Now, there are multiple features and protocols that we can load balance using NetScaler. They are listed as follows:
- Outlook Web Access (OWA)
- Outlook Anywhere
- ActiveSync
- IMAP4
OWA, Outlook Anywhere, and ActiveSync all use the same port, and can be load balanced using the same vServer. The only difference is that they are available on different URL paths. First, we need to add the servers that are running as CAS to the list of servers. Next, we need to create a service or service group, which we will bind to the server on port 443 and protocol HTTPS. After we have chosen HTTPS as a protocol for the service, the SSL Settings pane will become active, and there we need to add the digital signed certificate that is attached to CAS. This can be done by going to Traffic Management | SSL. From there, we can import the certificate, and then install it for the service.

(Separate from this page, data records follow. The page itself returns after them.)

PR #5804, opened 2022-10-31
feat: Add tag info on element and possibility to filter view with tags

fraoustin:
The goal is to modify the view using tags

image

with filter

image

Example of usage: we can have a plan of home with water and energy et filter the view with only water, only energy or both

image

image

image


fraoustin:
missing optimize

Next, we need to create a vServer to set up a load-balanced service. Then, we need to bind it to a virtual IP address, port (443), and protocol (SSL), and bind a new certificate to the vServer. Under Method and Persistence, we choose Least Connection and COOKIEINSERT respectively and a timeout of 2 minutes, and then click on Create. Also, it is important to set the external domain URL in CAS. This needs to be set from the exchange management console, which you can read more about at http://technet.microsoft.com/en-us/library/jj218640%28v=exchg.150%29.aspx.
The external domain URL in the Exchange management console needs to point to the VIP address of the load-balanced service we created.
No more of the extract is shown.